**What this task involves:** Where the string "build" occurs in a line of the data below, that line should be copied.
________________________
PR #452, opened 2024-02-07
replace deprecated pkg_resources with importlib.resources

danielfromearth:
----
📚 Documentation preview 📚: https://earthaccess--452.org.readthedocs.build/en/452/

Issue #374, opened 2023-11-30
Switch away from Poetry for build (to setuptools?)


mfisher87:
@MattF-NSIDC : Little experience with poetry, prefer setuptools

@jhkennedy : Has #Reasons, happy to elaborate if the group is amenable to switching

@jrbourbeau :  "I want to be able to `pip install -e .`" (NOTE: Modern `pip` can find dependencies that are specified somewhere other than `project.dependencies`, so `pip install -e .` does work with new enough version of `pip`. We think it's looking at `[build-system]` section to discover poetry dependencies.)

@betolink : "less is more"

jrbourbeau:
FWIW when I try `pip install -e .` with the latest `pip=23.3.1` release I get 

```
 Running setup.py develop for earthaccess
    error: subprocess-exited-with-error

    × python setup.py develop did not run successfully.
    │ exit code: 1
    ╰─> [1 lines of output]
        ERROR: Can not execute `setup.py` since setuptools is not available in the build environment.
        [end of output]

    note: This error originates from a subprocess, and is likely not a problem with pip.
error: subprocess-exited-with-error

× python setup.py develop did not run successfully.
│ exit code: 1
╰─> [1 lines of output]
    ERROR: Can not execute `setup.py` since setuptools is not available in the build environment.
    [end of output]

note: This error originates from a subprocess, and is likely not a problem with pip.
```

<details>
<summary>Full traceback:</summary>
________________________
**The answer:**
📚 Documentation preview 📚: https://earthaccess--452.org.readthedocs.build/en/452/
Switch away from Poetry for build (to setuptools?)
@jrbourbeau :  "I want to be able to `pip install -e .`" (NOTE: Modern `pip` can find dependencies that are specified somewhere other than `project.dependencies`, so `pip install -e .` does work with new enough version of `pip`. We think it's looking at `[build-system]` section to discover poetry dependencies.)
        ERROR: Can not execute `setup.py` since setuptools is not available in the build environment.
    ERROR: Can not execute `setup.py` since setuptools is not available in the build environment.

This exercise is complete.